_Excerpted data:_
--------------------

PR #45, opened 2015-05-11
add external subtitle

codomania:
The patch adds external subtitle support. First patch are some cleanup code in gtk-play. There are two things i noticed (not sure if its bug or playbin limitations)

- playbin does not support adding external subtitle on-fly, hence we need to restart the pipeline after setting the uri. gtk-play takes care of this. 
- playbin (i.e subparse) not able to parse the language of external subtitle hence gst_player_subtitle_info_get_language() returns "NULL".
- it will be nice to know if there is any way (or tag flags) which we can use to identify the external vs in-stream subtitle.

### DIFF
--- a/docs/lib/gst-player-sections.txt
+++ b/docs/lib/gst-player-sections.txt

--------------------

_Exercise details:_ How many lines of these records include the word "docs"? Only the number should be written.

_Problem solution:_ 2